----- DATA SECTION

PR #243, opened 2017-07-10
Transform improvements

### LINKED ISSUE #232: Transform manipulator gizmo pieces should highlight when selected
I would like the transform manipulator gizmo to show a bit more obviously that one part or another is being selected by the controller and will take effect.  I notice this mostly with the planar controls as the other gizmos have some kind of feedback, but I the highlight should work well on all of them.

### LINKED ISSUE #233: Object's selection state will now update until the object is deselected
A few examples
  Direct selecting an object (in the miniworld or main world) and then ray selecting it will prevent the transform gizmo from appearing.  It will not appear until it has been deselected, even though haptics are telling you you have a done a 'new' selection.

This also means that if you select an object with one hand, the radial menu will not switch hands even if you reselect it with the other - until it has been deselected first.

mtschoen-unity:
### Purpose of this PR
Make it easier to select handles on the manipulator (and fix a bug). Adds a "scale bump" to linear and plane handles.

### Testing status
It works

### Technical risk
Low; Only affects manipulator

### Comments to reviewers
The bug fix is for a null reference which can occur when there are selected transforms but no active transform. I can't remember exactly how I got into this state (maybe a group selection in the heirarchy, or lasso in the scene) but I got into this state while working and added a fix.

Otherwise, the scale bump thing was already happening on the sphere handle. I just applied it to the other handles. I couldn't do it on the rotation handles because scaling them moves the raycast target and can "flicker" because it moves on hover. Plus, it just doesn't look quite right. We could add a "fatter" torus model if we really want to.

ScaleBump is a setting because we use the handle scripts elsewhere where we don't want the scale bump.

Bonus! Fixes #232, Fixes #233


mtschoen-unity:
@AndrewTHEManeri at long last, this one's wrapped up. The last three commits represent some pretty significant changes, so be sure to give it a thorough review.

Manipulators/BaseManipulator.cs
```diff
@@ -87,24 +122,185 @@ void OnCameraPreRender(Camera camera)
...
 			cameraPosition = worldToCameraMatrix.MultiplyPoint3x4(cameraPosition);
 			var delta = worldToCameraMatrix.inverse.MultiplyPoint3x4(cameraPosition - manipulatorPosition) - originalCameraPosition;
 			transform.localScale = Vector3.one * delta.magnitude * k_BaseManipulatorSize;
 		}
 
-		protected void OnDragStarted()
+		protected virtual void UpdateHandleTip(BaseHandle handle, HandleEventData eventData, bool active)
+		{
+			var rayOrigin = eventData.rayOrigin;
+			HandleTip handleTip;
```
AndrewTHEManeri: there are a lot of handletips here, some that are handletips, and some that are named handletip but are renderers

Scripts/Interfaces/Capability/IManipulatorController.cs
```diff
@@ -0,0 +1,20 @@
...
+	{
+		/// <summary>
+		/// Show or hide the manipulator(s)
+		/// </summary>
+		bool manipulatorVisible { set; }
+
+		/// <summary>
+		/// Whether the manipulator(s) are in a drag state
+		/// </summary>
+		bool manipulatorDragging { get; }
```
mtschoen-unity: This is what is used by IGetManipulatorDragState. We loop through the ManipulatorControllers and check manipulatorDragging

Manipulators/StandardManipulator.cs
```diff
@@ -52,40 +36,68 @@ void Update()
...
+
+		protected override void OnHandleDragEnded(BaseHandle handle, HandleEventData eventData)
+		{
+			base.OnHandleDragEnded(handle, eventData);
+
+			if (handle.IndexOfDragSource(eventData.rayOrigin) > 0)
+				return;
 
-			OnDragEnded(eventData.rayOrigin);
+			if (handle is SphereHandle)
```
mtschoen-unity: I see this as part of the StandardManipulator. The SphereHandle and RadialHandle provide a way of processing drag events along the surface of a sphere, or into rotation deltas. As with the rest of this PR, I tried to keep any visual behavior out of the Handle classes themselves.

It helps to remember that the sphere object that renders the object with the spherehandle on it has nothing to do with the "sphere" in spherehandle. That sphere is the sphere that encompasses the controller and defines the surface along which you will drag the object.

Scripts/Handles/BaseHandle.cs
```diff
@@ -77,23 +90,32 @@ protected virtual HandleEventData GetHandleEventData(RayEventData eventData)
...
+			var rayOrigin = eventData.rayOrigin;
+			m_DragSources.Add(rayOrigin);
+			startDragPositions[rayOrigin] = eventData.pointerCurrentRaycast.worldPosition;
 
 			var handleEventData = GetHandleEventData(eventData);
 
 			//Double-click logic
-			var timeSinceLastClick = (float) (DateTime.Now - m_LastClickTime).TotalSeconds;
+			var timeSinceLastClick = (float)(DateTime.Now - m_LastClickTime).TotalSeconds;
 			m_LastClickTime = DateTime.Now;
```
mtschoen-unity: Hm, I suppose you're right. Seems like a pretty slim chance of happening, but we might as well be consistent.

Now that we're on the subject, we should remember to check the double click behavior when moving to the new input system. Currently, it is possible to double click so fast that we dont catch the return to a zero-value, and essentially you can double click between frames. If we send input events more quickly than the update rate, we can probably fix this issue.

AndrewTHEManeri:

PR #245, opened 2017-07-10
Skinned Mesh Support

mtschoen-unity:
### Purpose of this PR
Skinned meshes can't be selected or direct manipulated because they weren't added to the spatial hash.

### Testing status
Tested with various characters from Polygon Adventure pack and bow from SteamVR

### Technical risk
Medium; Might see some errors trying to use certain skinned meshes in MeshColliders.

### Comments to reviewers
I can't exactly remember why we didn't add them originally. I think we saw some errors on certain models, but I don't see anything now. As you might expect, once the character has been posed, you can't hover-and-select all visible parts of the model, and you see an outline of the T-pose on hover. This is an inherent limitation of the MeshCollider component, which can't deform skinned meshes (as far as I know). We could try bringing back the PixelRaycastModule which did regular Scene Picking using a GPU readback, but removing it was a nice boost to performance, so I'd rather not.

### DIFF
--- a/Scripts/Helpers/VRSmoothCamera.cs
+++ b/Scripts/Helpers/VRSmoothCamera.cs
@@ -73,7 +73,7 @@ namespace UnityEditor.Experimental.EditorVR.Helpers
 			m_SmoothCamera.targetTexture = m_RenderTexture;
 			m_SmoothCamera.targetDisplay = m_TargetDisplay;
 			m_SmoothCamera.cameraType = CameraType.Game;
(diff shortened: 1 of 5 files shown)


mtschoen-unity:
Huh. I stand corrected. I did not know about BakeMesh (nor did I know we've had it since 4.0!) I'll get this in there

mtschoen-unity:
Again, thanks for pushing me just a little farther 👍

AndrewTHEManeri:
It even works if you keep it highlighted with the other hand and move bones with the first.
Manual merge successful, performing github merge.

PR #331, opened 2026-09-16
fix: improve chat input navigation and attachments 

rajat7302:
## Summary

Fixes several chat usability issues in the terminal UI.

## Changes

- Support `Up` and `Down` navigation through multiline prompts.
- Fix cursor handling around explicit newline boundaries.
- Preserve prompt history navigation for single-line input.
- Add image attachments using `/attach <image-path>`.
- Show the available `Esc` / `Ctrl+C` response cancellation shortcut.
- Preserve the active conversation when switching models or providers.
- Stabilize planner and CLI tests across different local environments.

## Validation

- `pnpm test`
- `pnpm exec tsc --noEmit`
- `pnpm build

All 105 test files and 885 tests pass.


v1nay4k:
Thanks for the work here — the multiline caret navigation and the `/attach` addition are nice UX wins. A couple of things before this can be merged:

## Please retarget this PR to `beta`, not `main`
This PR is opened against `main`, but active development in this repo happens on `beta` (see the two-branch pre-release strategy in CONTRIBUTING.md and the recent history on `main` vs. `beta`). Please change the base branch to `beta` and rebase/resolve any resulting conflicts.

## Review findings

1. **Dead `suppressHistory` prop in `input-prompt.tsx`.** The prop is still declared, destructured, and still passed from `app.tsx` (`suppressHistory={isLoading}`), but the `!suppressHistory` guards were removed from both the `historyUp` and `historyDown` branches. As written, it no longer does anything — it's effectively dead code/prop. Given the history in this file (`suppressHistory` was previously removed and then explicitly re-added in a past commit specifically to stop mouse-wheel-as-arrow-key events from cycling prompt history during agent runs on terminals that don't honor mouse tracking, e.g. the macOS native wrapper), please double check this isn't reintroducing that older bug. If the vertical-navigation logic added here truly makes the guard unnecessary, please remove the now-dead prop/plumbing entirely rather than leaving it half-wired.

2. **Keybinding change may regress documented/expected scrolling.** `scrollUp`/`scrollDown` had `ctrl+up`/`ctrl+down` as bindings; this PR moves those to `historyUp`/`historyDown` and leaves `scrollUp`/`scrollDown` bound only to `shift+up`/`shift+down`. That's a deliberate remap, but it changes existing default behavior for anyone relying on Ctrl+Up/Down to scroll the transcript. Worth calling out explicitly in the PR description (it currently isn't), and worth double-checking there's no lingering documentation/help text anywhere that still advertises Ctrl+Up/Down as scroll.

3. **`/attach` command bypasses the command registry.** Other slash commands are dispatched through `CommandRegistry`/`SlashCommand`, but `/attach` is special-cased directly inside `handleSubmit` in `app.tsx`, ahead of the `isSlashCommand`/`isCommandAllowedMidTurn` gate. That means `/attach` currently works even mid-turn (while `isLoading`), unlike essentially every other command, and it doesn't show up via `/help` or command-suggestion metadata the same way registered commands do. Was mid-turn attachment intentional? If not, consider gating it the same way other commands are, or promoting it to a real `SlashCommand` in `source/commands/`.

4. **Please add explicit test coverage for the new `/attach` flow and for `conversation.setModel` on model switch.** The included tests cover the caret vertical-navigation and the Ctrl+Up/Down key decoding well, but I don't see a test exercising `/attach <path>` end-to-end (valid image, invalid/non-image path, oversized file) or asserting that switching models via `/model` now calls `conversation.setModel(model)` (the `app.tsx` change wiring that up looks correct, but it's currently unverified by a test).

None of these are blockers to keep iterating, but please retarget the base branch to `beta` first so review/CI runs against the right baseline.

rajat7302:
I have changed the branch to beta. Now you can run the tests.

Thanking You,

Yours sincerely,
Rajat Joshi

v1nay4k (changes requested):
Hi @rajat7302, thanks for updating the target branch to beta but I am not seeing the changes requested in the above review.
Please fix those before we can merge

PR #582, opened 2025-06-20
vscode impl

jwangxx:


mxschmitt:
I don't think we want to have it in Go, esp. since Go is not an official Playwright language binding. Please start opening an issue first before you create PRs, thanks!

PR #590, opened 2025-06-22
Explicitly declare the dependencies

quangIO:
By default, npm hoist undeclared dependencies to node_modules. However, this behavior doesn't apply to pnpm. This allows building with pnpm without [shamefully-hoist](https://pnpm.io/settings#shamefullyhoist).


pavelfeldman:
- We don't use pnpm and it is not covered in the tests, so it will regress.
- Different versions of playwright and playwright-core in deps is a recipe for disaster!

PR #591, opened 2025-06-24
chore: basic client loop for integration testing

pavelfeldman:


src/client/loop.ts
```diff
@@ -0,0 +1,135 @@
...
+  type: 'function',
+  function: {
+    name: 'done',
+    description: 'Call this tool to indicate that the task is complete.',
+    parameters: {},
+  },
+};
+
+async function connectToMCP(): Promise<{ client: Client, tools: Tool[] }> {
+  const transport = new StdioClientTransport({
```
Skn0tt, line 42: If you want to use it for testing, maybe an in-memory transport is better because it allows easier debugging.
https://github.com/modelcontextprotocol/typescript-sdk/blob/main/src/inMemory.ts

src/client/loop.ts
```diff
@@ -0,0 +1,135 @@
...
+
+  for (const step of steps)
+    await performStep(step, client, openai, openAITools);
+
+  await client.close();
+}
+
+async function performStep(step: string, client: Client, openai: OpenAI, tools: OpenAI.Chat.Completions.ChatCompletionTool[]) {
+  console.log('Perform step:', step);
+  const messages: OpenAI.Chat.Completions.ChatCompletionMessageParam[] = [
```
Skn0tt, line 82: I'm surprised that chat history is discarded between steps. Keeping history between the steps would be closer to how our users use the tool. What's the intention behind it?

Skn0tt (approved):

PR #592, opened 2025-06-24
feat: assert_visible tool

dgozman:


tests/assert.spec.ts
```diff
@@ -0,0 +1,101 @@
...
+- Page URL: ${server.PREFIX}
+- Page Title: Title
+- Page Snapshot
+\`\`\`yaml
+- button "Submit" [ref=e2]
+\`\`\`
+`);
+
+  // Wait for the button to become hidden
+  await new Promise(f => setTimeout(f, 3000));
```
Skn0tt, line 81: can we lower these to 100ms/200ms so we don't slow down unnecessarily?

tests/assert.spec.ts
```diff
@@ -0,0 +1,101 @@
...
+
+  expect(await client.callTool({
+    name: 'browser_assert_visible',
+    arguments: {
+      element: 'Submit button',
+      ref: 'e2',
+    },
+  })).toContainTextContent(`
+Error: Expected Submit button to be visible, but got "hidden".
```
Skn0tt, line 90: I have a hunch that this response should also contain the generated code. I'll play around with that after landing.

tests/fixtures.ts
```diff
@@ -147,6 +148,8 @@ export const test = baseTest.extend<TestFixtures & TestOptions, WorkerFixtures>(
 
   mcpMode: [undefined, { option: true }],
 
+  mcpIncludeAsserts: [false, { option: true }],
```
Skn0tt: I understand we want to flag this in prod, but I don't see a problem with enabling it unconditionally in our test suite.

src/tools/assert.ts
```diff
@@ -0,0 +1,64 @@
...
+
+const elementSchema = z.object({
+  element: z.string().describe('Human-readable element description used to obtain permission to interact with the element'),
+  ref: z.string().describe('Exact target element reference from the page snapshot'),
+});
+
+const assertVisible = defineTool({
+  capability: 'testing',
+  schema: {
+    name: 'browser_assert_visible',
```
Skn0tt, line 24: After landing, i'll play around with namespacing the test-specific tools with `playwright_` instead of `browser_`.

src/tools/assert.ts
```diff
@@ -0,0 +1,64 @@
...
+ * WITHOUT WARRANTIES OR CONDITIONS OF ANY KIND, either express or implied.
+ * See the License for the specific language governing permissions and
+ * limitations under the License.
+ */
+
+import { z } from 'zod';
+import { defineTool } from './tool.js';
+import { generateLocator } from './utils.js';
+
+const elementSchema = z.object({
```
Skn0tt: nit: import this from `snapshot.ts`

src/tools/assert.ts
```diff
@@ -0,0 +1,64 @@
...
+
+    return {
+      code,
+      action: async () => {
+        const result = await (locator as any)._expect('to.be.visible', { timeout: 5000 });
+        if (!result.matches) {
+          const error = [`Expected ${params.element} to be visible, but got "${result.received}".`];
+          if (result.log?.length)
+            error.push(``, `Log:`, ...result.log);
+          throw new Error(error.join('\n'));
```
Skn0tt, line 48: Throwing an error here makes us return `isError: true`, which the spec mentions is for ["API failures, Invalid input data, Business logic errors"](https://modelcontextprotocol.io/specification/2025-06-18/server/tools#error-handling). I'm not sure if a failing assertion is a business logic errors. Did you play around with returning some content instead?

src/tools/assert.ts
```diff
@@ -0,0 +1,64 @@
...
+        }
+      },
+      captureSnapshot: true,
```
Skn0tt: An assertion shouldn't change anything about the page contents, let's not capture a new snapshot.
```suggestion
      captureSnapshot: false,
```

src/tools/assert.ts
dgozman: I want this to be a failure, because that's easier to see for the user. That said, triggering this is very hard, because LLM picks visible elements 😄

tests/assert.spec.ts
dgozman: Not really.

src/tools/assert.ts
Skn0tt: Makes sense! `isError` might be shown differently in the client, that's a good reason.

Skn0tt:
You need to update the tool list test.

examples/generate-test.md
```diff
@@ -1,10 +1,20 @@
-Use Playwright tools to generate test for scenario:
+## Instructions
```
pavelfeldman, line 1: You should only include instructions here if you intend to remove the generate_test tool.

examples/generate-test.md
```diff
@@ -1,10 +1,20 @@
...
+
+## Steps
 
 1. Open the [Microsoft Playwright GitHub repository](https://github.com/microsoft/playwright).
-2. Click on the **Pull requests** tab.
-3. Find and open the pull request titled **"chore: make noWaitAfter a default"**.
-4. Switch to the **Checks** tab for that pull request.
-5. Expand the **infra** check suite to view its jobs.
-6. Click on the **docs & lint** job to view its details.
+2. Switch to the "Pull requests" tab.
```
pavelfeldman, line 16: This script was generated by AI, I'd rather keep it as is (* instead of ")

src/tools.ts
```diff
@@ -32,7 +33,10 @@ import wait from './tools/wait.js';
 
 import type { Tool } from './tools/tool.js';
 
+const assertTools = process.env.PWMCP_INCLUDE_ASSERTS ? assert : [];
```
pavelfeldman, line 36: CLI is supposed to controls it, no need for env. You can add 'default' alias that includes default categories for convenience.

src/tools/assert.ts
pavelfeldman: > After landing, i'll play around with namespacing the test-specific tools with playwright_ instead of browser_.

Let's not.

src/tools/assert.ts
```diff
@@ -0,0 +1,59 @@
...
+
+    const code = [
+      `// Assert ${params.element} is visible`,
+      `await expect(page.${await generateLocator(locator)}).toBeVisible();`
+    ];
+
+    return {
+      code,
+      action: async () => {
+        const result = await (locator as any)._expect('to.be.visible', { timeout: 5000 });
```
pavelfeldman, line 43: I don't think you need the actual check here as your snapshot will only include visible elements. For other assertions, let's use library (non-expect) apis to ensure the conditions as they are never "awaited". You use refs in the mcp mode, so either that or you need to reconsider your approach.

src/tools/assert.ts
```diff
@@ -0,0 +1,59 @@
...
+import { generateLocator } from './utils.js';
+import { elementSchema } from './snapshot.js';
+
+const assertVisible = defineTool({
+  capability: 'testing',
+  schema: {
+    name: 'browser_assert_visible',
+    title: 'Assert Visible',
+    description: 'Assert that an element is visible on the page',
+    inputSchema: elementSchema,
```
pavelfeldman, line 27: TLDR: You are not allowed to use element refs in assertions.

Issue #595, opened 2025-06-25
Bug: dialog blocks snapshot


route250:
## Description

When using Playwright MCP, if a browser_click action triggers a native browser dialog (alert, confirm, prompt), the call currently hangs until the dialog is handled. There is no way for the client to know that a dialog appeared, nor to retrieve its type or message for conditional handling.

## Proposal

- When browser_click triggers a dialog, the response should immediately indicate:
  - That a dialog appeared
  - The dialog type (alert, confirm, prompt)
  - The dialog message text
- This would allow clients to implement conditional logic based on the dialog content, and avoid indefinite hangs.

## Steps to Reproduce

1. Use browser_click to click a button that triggers a native dialog.
2. Observe that the call hangs and no dialog information is returned.

## Expected Behavior

- browser_click should return a response indicating a dialog appeared, with its type and message, instead of hanging.

## Actual Behavior

- browser_click hangs until the dialog is handled, and no dialog information is available to the client.

## Environment

- Playwright MCP version:0.0.29

## Additional Context

This enhancement would make it possible to automate workflows that require conditional dialog handling, and improve robustness of MCP-based browser automation.

Skn0tt:
We have support for this with the `browser_handle_dialog` tool. If it doesn't work for you, that sounds like a bug. Could you elaborate on the behaviour you're seeing, ideally with screenshots attached, and provide us with a prompt we can run to reproduce the bug you're seeing?

route250:
I wasn’t familiar with browser_handle_dialog, so I restructured my test code to adopt it. The test script is mcp_client_test.py.

The actual application I’m trying to automate is a React-based web app. Since it’s too complex for isolated testing, I created a simplified version of the server-side code named uitest_serverA.py. When I run the test with this setup, it hangs after clicking the “Login” button.

To narrow things down further, I created an even simpler version called uitest_serverB.py. With this one, the click action does not hang — even if I remove browser_handle_dialog, the test runs through without blocking.

If this issue can be resolved, it would be really great. What do you think?

[mcp_client_test.py.gz](https://github.com/user-attachments/files/20915031/mcp_client_test.py.gz)

[uitest_serverA.py.gz](https://github.com/user-attachments/files/20915035/uitest_serverA.py.gz)

[uitest_serverB.py.gz](https://github.com/user-attachments/files/20915036/uitest_serverB.py.gz)

[...]

PR #598, opened 2025-06-26
chore: race snapshot against dialog

Skn0tt:
A dialog that pops up while we're taking a snapshot, or while `context.waitForTimeout` is running, blocks everything, leading to https://github.com/microsoft/playwright-mcp/issues/595.
We fix that by wrapping more of our code with `_raceAgainstModalDialogs`.

Closes https://github.com/microsoft/playwright-mcp/issues/595

### DIFF
--- a/tests/dialogs.spec.ts
+++ b/tests/dialogs.spec.ts
@@ -210,3 +210,31 @@ test('prompt dialog', async ({ client, server }) => {
 - generic [ref=e1]: Answer
 \`\`\``);
 });
+
+
+test('alert dialog repro', { annotation: { type: 'issue', description: 'https://github.com/microsoft/playwright-mcp/issues/595' } }, async ({ client, server }) => {
+  server.setContent('/', `
+    <form>
+        <button id="button" type="submit">Login</button>
+    </form>
+    <script>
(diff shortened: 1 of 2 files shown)


tests/dialogs.spec.ts
```diff
@@ -210,3 +210,31 @@ test('prompt dialog', async ({ client, server }) => {
...
+    name: 'browser_navigate',
+    arguments: { url: server.PREFIX },
+  })).toContainTextContent('- button "Login" [ref=e3]');
+  expect(await client.callTool({
+    name: 'browser_click',
+    arguments: {
+      element: 'Login',
+      ref: 'e3',
+    },
+  })).toContainTextContent(`"alert" dialog`);
```
pavelfeldman, line 239: Unclear why this test would work. Click will return immediately, snapshot will be empty. Then the dialog will appear.

Skn0tt: It passes because of our 1s wait: https://github.com/microsoft/playwright-mcp/blob/137b74750c5dc00305dc8bce0721c60a107fe04e/src/tools/utils.ts#L65

Skn0tt:
Closing as stale.

PR #603, opened 2025-06-26
chore(extension): convert to typescript

yury-s:


extension/src/popup.ts
```diff
@@ -14,54 +14,65 @@
...
+  private statusContainer: HTMLElement | null;
+  private actionContainer: HTMLElement | null;
+
   constructor() {
     this.currentTab = null;
-    this.bridgeUrlInput = /** @type {HTMLInputElement} */ (document.getElementById('bridge-url'));
-    this.connectBtn = /** @type {HTMLButtonElement} */ (document.getElementById('connect-btn'));
-    this.statusContainer = /** @type {HTMLElement} */ (document.getElementById('status-container'));
-    this.actionContainer = /** @type {HTMLElement} */ (document.getElementById('action-container'));
+    this.bridgeUrlInput = document.getElementById('bridge-url') as HTMLInputElement | null;
```
mxschmitt: Why can all of these be null? In theory they should be never null.

mxschmitt (approved):

Issue #420, opened 2025-05-14
[Question] Enable vision capabilities as well as snapshot capabilites


gavyn-ezell:
Is there a way to enable vision capabilities but still include default snapshot capabilities. My use case needs the ability to prioritize snapshots, but use vision when necessary.

Pbonmars-20031006:
How did you enable it ?

wernerthiago:
I implemented a multiclient mcp that does this logic, so, if the tool already exists from default server, skip the tool, if not, add the tool to the list. It should work.

samschurter:
I would like the ability to use tools from both the vision and snapshot mode as well. My use case is working with an app which embeds Google Maps. The map is drawn to a canvas, so there's no way to click a specific element and drag it to another element in order to perform map actions. However, the map is only a part of the application. We have a lot of other elements around the map as well, and interacting with those is fast and reliable with the snapshot API. I'd like to be able to use the snapshot API for most interactions, but then instruct the agent to take a screenshot and use screen-based move/click/drag when necessary.

brnaba-aws:
anyone has an implementation to share?
Thanks

wernerthiago:
> anyone has an implementation to share? Thanks

Hey @brnaba-aws ! In my case I had to give up mixing both servers to access both features. I needed to create a patch to add (in my case) a "browser click with coordinates" tool in the default mode. I can share the patch, but it is not a good practice patching code like that. So, the best approach at the of the day is to implement it as feature.

brnaba-aws:
I cloned the repo and created an Hybrid version which combines the tools from vision and Snapshot. I'll create a patch

brnaba-aws:
See #611

pavelfeldman:
Screenshots are available in the snapshot mode, do you need to click by coordinates sometimes?

brnaba-aws:
Yes, in case my case, the pdf file was opening in pdf viewer. The only way to click on download is with X,Y coordinates.

PR #611, opened 2025-06-30
Added Hybrid Mode that combines Snapshot and Vision modes

brnaba-aws:
In some cases we could have the option to use vision mode as well as snapshot mode for robustness.
This PR adds a `hybrid` flag to combine both options.

Tests have been updated.

See #420


brnaba-aws:

pavelfeldman:
It is always best to get feedback in the issue first.

PR #628, opened 2025-07-03
chore: support custom testIdAttribute

mxschmitt:
This will allow users to set a custom testId which is helpful for projects relying on a different one. Especially with testing use-cases where generation from existing code/text/logic is happening.

### DIFF
--- a/README.md
+++ b/README.md
@@ -290,6 +290,9 @@ npx @playwright/mcp@latest --config path/to/config.json
 
     // Remote Playwright server endpoint
     remoteEndpoint?: string;
+
+    // testIdAttribute to use. Defaults to "data-testid"
+    testIdAttribute?: string;
   },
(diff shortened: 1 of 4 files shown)


pavelfeldman:
How would LLM know the test id to generate?

mxschmitt:
> How would LLM know the test id to generate?

This changes the selector we return on e.g. a click by a ref. Previously if the mycorp.com has used `data-testid` we already returned `getByTestId`. With this PR custom `testIdAttributes` are supported and are returned as `getByTestId` as well. So the LLM just uses what the MCP server (click) previously returned.

pavelfeldman:
I see what you are saying. You should plumb it in the generateLocatorString then.

pavelfeldman:
Closing as stale

Issue #669, opened 2025-07-15
Support page.on('pageerror') in tab.ts to get uncaught errors from console


ilyaev:
There is no way to get uncaught exceptions in loaded page even though they appear in console in browser - tool 'browser_console_messages' don't return them because they don't happens in 'console' event. Would be really useful to have opportunity to get this information too.

PR #671, opened 2025-07-15
chore: include page errors in console messages

pavelfeldman:
Fixes https://github.com/microsoft/playwright-mcp/issues/669

### DIFF
--- a/src/tab.ts
+++ b/src/tab.ts
@@ -17,14 +17,14 @@
 import * as playwright from 'playwright';
 
 import { PageSnapshot } from './pageSnapshot.js';
+import { callOnPageNoTrace } from './tools/utils.js';
 
 import type { Context } from './context.js';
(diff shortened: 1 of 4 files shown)


src/tab.ts
```diff
@@ -118,3 +119,32 @@ export class Tab {
...
+    type: message.type(),
+    text: message.text(),
+    toString: () => `[${message.type().toUpperCase()}] ${message.text()} @ ${message.location().url}:${message.location().lineNumber}`,
+  };
+}
+
+function pageErrorToConsoleMessage(errorOrValue: Error | any): ConsoleMessage {
+  if (errorOrValue instanceof Error) {
+    return {
+      type: undefined,
```
yury-s, line 140: type: 'PageError' ?

pavelfeldman: I want to print it the same way it is in console, there is no PageError prefix in console.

----------

● YOUR INSTRUCTIONS: Set down each line exactly as it appears, starting at the top of the data and ending at the line containing "The bug fix", and include no other lines.

● OUTPUT FOR THIS EXERCISE:
PR #243, opened 2017-07-10
Transform improvements

### LINKED ISSUE #232: Transform manipulator gizmo pieces should highlight when selected
I would like the transform manipulator gizmo to show a bit more obviously that one part or another is being selected by the controller and will take effect.  I notice this mostly with the planar controls as the other gizmos have some kind of feedback, but I the highlight should work well on all of them.

### LINKED ISSUE #233: Object's selection state will now update until the object is deselected
A few examples
  Direct selecting an object (in the miniworld or main world) and then ray selecting it will prevent the transform gizmo from appearing.  It will not appear until it has been deselected, even though haptics are telling you you have a done a 'new' selection.

This also means that if you select an object with one hand, the radial menu will not switch hands even if you reselect it with the other - until it has been deselected first.

mtschoen-unity:
### Purpose of this PR
Make it easier to select handles on the manipulator (and fix a bug). Adds a "scale bump" to linear and plane handles.

### Testing status
It works

### Technical risk
Low; Only affects manipulator

### Comments to reviewers
The bug fix is for a null reference which can occur when there are selected transforms but no active transform. I can't remember exactly how I got into this state (maybe a group selection in the heirarchy, or lasso in the scene) but I got into this state while working and added a fix.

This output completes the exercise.